Cuantas veces te ha pasado que quieres encontrar una pareja, pero realmente entre la necesidad y el querer hay una gran distancia. Puede que hayas salido de una relación complicada y traumática y todavía no estés listo para amar de nuevo. Puede ser que tu corazón esté cerrado y no te hayas dado cuenta de eso.
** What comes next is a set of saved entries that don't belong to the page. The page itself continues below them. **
PR #3363, opened 2026-06-30
fix(linear): accept status name in Update Linear Issue tool

GareArc:
## Problem

The **Update Linear Issue** tool's `New Status` field is documented to take a status name (e.g. "Todo", "In Progress", "Done"), but the code passed the value straight through as `stateId`. So it only worked when users pasted a raw workflow-state UUID — names failed silently.

## Fix

Resolve the provided status to a workflow state ID before the update:

1. Fetch the issue's team (`issue(id){ team { id } }`).
2. List that team's workflow states (`workflowStates(filter: {team:{id:{eq}}}, first: 250)`) — same proven query as `linear_list_issue_statuses`.
3. Match by name (case-insensitive). Fall back to matching a raw state ID for backward compatibility. Unknown name returns an error listing available statuses.

Workflow states are **per-team** in Linear, so resolution is scoped to the issue's own team to stay unambiguous. `first: 250` is Linear's per-page max — covers any team without pagination.

## Changes

- `tools/linear_update_issue.py` — add `_resolve_state_id()`
- `tools/linear_update_issue.yaml` — update `llm_description` to reflect name input
- `manifest.yaml` — version 0.0.7 → 0.0.8

## Notes

Not yet tested against a live Linear workspace.

### DIFF
--- a/tools/linear/tools/linear_update_issue.py
+++ b/tools/linear/tools/linear_update_issue.py
@@ -1,4 +1,4 @@
-from typing import Dict, Any, Generator, Optional, Tuple
+from typing import Dict, Any, Generator
 
 from dify_plugin import Tool
 from dify_plugin.entities.tool import ToolInvokeMessage
@@ -7,6 +7,7 @@ from client.Exceptions import (
     LinearApiException,
     LinearAuthenticationException,
     LinearResourceNotFoundException,
+    LinearValidationException,
 )  # Import standard exceptions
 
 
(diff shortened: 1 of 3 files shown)


tools/linear/tools/linear_update_issue.py
```diff
@@ -13,6 +13,77 @@
...
+    ) -> Tuple[Optional[str], Optional[str]]:
+        """Resolve a status name (or workflow state ID) to a workflow state ID.
+
+        Linear only accepts the workflow state ID. Users normally provide a
+        readable name like "Todo" / "In Progress", so map it to the matching
+        state within the issue's team. A raw state ID is accepted unchanged for
+        backward compatibility.
+
+        Returns:
+            (state_id, None) on success, or (None, error_message) on failure.
```
wylswz: Using `(value, error)` pair adds an error handling path besides try-catch. This is a common paradigm in go, but rarely used in python as far as I know.

wylswz (approved):
LGTM

Tested locally.

Issue #3465, opened 2026-07-20
[searchapi|serper|tianditu] Missing request timeouts + KeyError on missing credentials (mirrors #3456)


Harsh23Kashyap:
## Summary

Three tool plugins (`tools/searchapi`, `tools/serper`, `tools/tianditu`) carry the same three reliability bugs that PR #3456 (already MERGED on 2026-07-20) fixed in `tools/google`. This umbrella issue tracks the rollout across the three remaining plugins.

## The three bugs (recap, same shape as PR #3456)

1. **No `timeout=` on `requests.get`** — a stalled upstream host blocks the worker thread until the framework's `MAX_REQUEST_TIMEOUT=120`, masking the real network problem.
2. **`KeyError` on missing credential** — `self.runtime.credentials["<key>"]` raises `KeyError` instead of yielding a friendly error message when the key is absent or empty.
3. **`_invoke` fall-through on invalid `hl` / `gl`** — some `tools/google`-parallel tools yield an error but do not `return`, so the HTTP request still runs and the user sees a raw upstream error body.

## Affected files

| Plugin | File | Bug 1 (timeout) | Bug 2 (credential) | Bug 3 (hl/gl) |
|---|---|---|---|---|
| searchapi | tools/google.py | yes | yes (`searchapi_api_key`) | yes |
| searchapi | tools/google_news.py | yes | yes | yes |
| searchapi | tools/google_jobs.py | yes | yes | yes |
| searchapi | tools/youtube_transcripts.py | yes | yes | no |
| serper | tools/serper_search.py | yes | yes (`serperapi_api_key`) | no |
| tianditu | tools/geocoder.py | yes | yes (`tianditu_api_key`) | n/a |
| tianditu | tools/staticmap.py | yes | yes | n/a |
| tianditu | tools/poisearch.py | yes | yes | n/a |

`tianditu` plugins do not take `hl` / `gl` parameters — Bug 3 does not apply.

## Reproduction

**Bug 1:** Block the upstream host at the firewall (or point DNS at `127.0.0.1`); invoke the tool. Observe the worker thread hang for up to 120 seconds before timing out.

**Bug 2:** Configure the plugin without an API key (or with an empty key), then invoke the tool. Observe a stack trace ending in `KeyError: '<key_name>'` instead of a user-facing error message.

[...]

PR #3442, opened 2026-07-15
fix(openweather): invoke fall-through, request timeouts, and credential validator status-before-json

Harsh23Kashyap:
## Summary

Fixes #3441.

The `openweather` tool plugin v0.0.8 has four real reliability bugs that are user-visible in any Dify installation: the tool keeps executing the HTTP request after yielding an error message, both outbound `requests.get` calls have no `timeout=`, and the credential validator crashes with `JSONDecodeError` on any non-JSON failure page (e.g. a Cloudflare 502). This PR ships five small commits that fix all four bugs, add a test suite covering the new behavior, and bumps the plugin version.

## Change Type

- [ ] Documentation / non-plugin change
- [x] Non-LLM plugin (tools, extensions, datasource, etc.)
- [ ] LLM plugin

## Screenshots / Videos

| Before | After |
| ------ | ----- |
| Empty `city` → HTTP 400 `{"message":"Nothing to geocode"}` | Empty `city` → friendly `"Please tell me your city"`, no HTTP call |
| Missing `api_key` → HTTP 401 `failed:401` | Missing `api_key` → friendly `"OpenWeather API key is required."`, no HTTP call |
| Hung OpenWeather host → 120 s Dify timeout | Hung host → clear error within ~12 s |
| Non-JSON 502 → `JSONDecodeError` stack trace | Non-JSON 502 → `Openweather API rejected the key (HTTP 502): <snippet>` |

## LLM Plugin Checklist

N/A — this is a Non-LLM tool plugin.

## Version

- [x] Bumped top-level `version` in `manifest.yaml` (not the one under `meta`)
- [x] `dify_plugin>=0.9.0` is declared in `pyproject.toml` and locked in `uv.lock` — unchanged from v0.0.8; the plugin already declared `>=0.9.0` and this PR does not edit `pyproject.toml` or `uv.lock`

Bump: `0.0.8` → `0.0.9` (patch).

## Commits in this PR

| # | SHA | Subject |
| - | --- | ------- |
| 1 | `1e23207e` | `fix(openweather): return after error yields in tool invocation` |
| 2 | `c06d52e4` | `fix(openweather): add 10s timeout to all requests.get calls` |
| 3 | `bed926d2` | `fix(openweather): check response status before parsing json in credential validator` |
| 4 | `2d1f1bab` | `test(openweather): cover invoke fall-through, timeouts, credential validator status-before-json` |
| 5 | `8a4aaa83` | `chore(openweather): bump manifest version to 0.0.9` |

## Testing

[...]

PR #3466, opened 2026-07-20
fix(searchapi): add request timeouts and credential guards

Harsh23Kashyap:
## Summary

Mirrors the three-bug reliability pattern that PR #3456 (already MERGED on 2026-07-20, `tools/google`) just fixed in `tools/google`, but applied to the four files under `tools/searchapi`.

Refs #3465 (umbrella tracker — also includes `tools/serper` and `tools/tianditu`).

### Changes

- `requests.get(...)` now passes `timeout=10` in all four tool files (`google.py`, `google_news.py`, `google_jobs.py`, `youtube_transcripts.py`). 10 s is well above the upstream SearchAPI p99 and well below the framework-level 120 s ceiling.
- `self.runtime.credentials["searchapi_api_key"]` is replaced with an early guard that yields `"SearchAPI API key is required."` and returns; the value is read via `.get()`. No more `KeyError` on a missing or empty key.
- For `google`, `google_news`, and `google_jobs`, invalid `hl` (`ISO 639-1`) / `gl` (`ISO 3166-1 alpha-2`) codes are caught before the HTTP round trip with a friendly error and `return`. A regex-based guard is sufficient — the upstream API does the authoritative validation.
- Every `SearchAPI.run(...)` call site is wrapped in `try` / `except requests.exceptions.RequestException` so a timeout, connection reset, DNS failure, or 5xx surfaces as a friendly message instead of a stack trace.
- New `tools/searchapi/tests/test_searchapi.py` with 16 in-process test cases covering all four tool modules (no `pytest` or `dify_plugin` runtime needed — uses only `unittest.mock` + minimal sys-modules stubs).

## Change Type

## LLM Plugin Checklist

## Version

## Testing

- `python3 -m pytest tests/test_searchapi.py -v` -> **16 passed**.
- `uv run --frozen ruff check .` -> **All checks passed**.
- `python3 -m py_compile tools/google.py tools/google_news.py tools/google_jobs.py tools/youtube_transcripts.py tests/test_searchapi.py` -> OK.

## Risks

- The `hl` / `gl` regex uses `^[A-Za-z]{2}$`; this matches the SearchAPI contract for those parameters (two-letter ISO codes). The upstream API does the final, authoritative validation against supported values.
- Out of scope: `tools/searchapi/uv.lock` is unchanged (no dependency additions).

## Out of scope (deliberate)

- No `tools/utils.py` module extraction — each plugin keeps its own copy of the inline imports. Keeping the diff strictly to the bug fixes.
- No model-provider plugin work; only `tools/*`.

## References

- PR #3456 — the merged precedent in `tools/google`. Same three-fix shape.
- PR #3442 — the previously-merged `tools/openweather` precedent for the same pattern.

### DIFF
--- a/tools/searchapi/manifest.yaml
+++ b/tools/searchapi/manifest.yaml
@@ -42,4 +42,4 @@ tags:
   - news
   - productivity
 type: plugin
-version: 0.0.7
+version: 0.0.8
--- a/tools/searchapi/tests/test_searchapi.py
+++ b/tools/searchapi/tests/test_searchapi.py
@@ -231,7 +231,7 @@ def test_google_invalid_hl_returns_message_and_no_http_call():
     fake_get = mock.Mock(side_effect=AssertionError("requests.get must not be called"))
     with mock.patch.object(google.requests, "get", fake_get):
         messages = _flatten(
-            tool._invoke({"query": "hello", "result_type": "text", "hl": "zzzz", "gl": "us"})
+            tool._invoke({"query": "hello", "result_type": "text", "hl": "12", "gl": "us"})
         )
     assert messages[0][0] == "text"
     assert "Invalid 'hl' parameter" in messages[0][1]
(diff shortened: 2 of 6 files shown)


Harsh23Kashyap:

Otras veces estás rodeado por otras razones como la desconfianza o la represión. En este caso no hay que culpar al destino. Es más fácil entender que la elección es tuya y que eres tu quien consciente o inconscientemente impide que el amor aparezca.
Encontrar una persona especial, con quién tengas muchas afinidades, no es tan fácil. Por eso es fundamental que tú hagas tu parte, que estés alerta, con los ojos y el corazón abiertos. Así el destino se encargará de ofrecerte oportunidades y ya dependera de ti saber aprovecharlas o no.
No pongas tantos “peros”, no seas tan perfeccionista ni tan exigente y no desaproveches las oportunidades que aparecen en el camino. Sal de casa, frecuenta los lugares que a ti te gustan y en donde podrás encontrar chicas con gustos simil.ares, deja de colocar barreras, reconoce todo lo que se te aparece en el camino, y acepta todo lo que te aparezca.
Habrá que hacer la diferencia entre enamoramiento y amor. El primero es una serie de reacciones químicas provocadas por la atracción hacia otra persona. Dichas reacciones tienen un límite de tiempo dentro de nuestro cuerpo (¡no sería sostenible vivir en ese estado!) . Sin embargo esa etapa nos da las bases para fundar lo que en realidad es amor a largo plazo. Nos plantea el camino para decidir o no quedarnos con esa persona. Es ahí donde depende de nosotros mantener esa relación, conservarla y hacerla crecer. Eso es mera actitud. Así que no estés esperando que todo se de de la noche a la mañana. Hay que empezar por algo.
Debes saber que lo que necesitas es ser mucho mas accesible y que debes cambiar las frases “¿Qué gano yo con esto?” por “¿En qué te puedo ayudar?”. Así tú ya habrás hecho tu parte, abre la puerta y deja entrar al amor.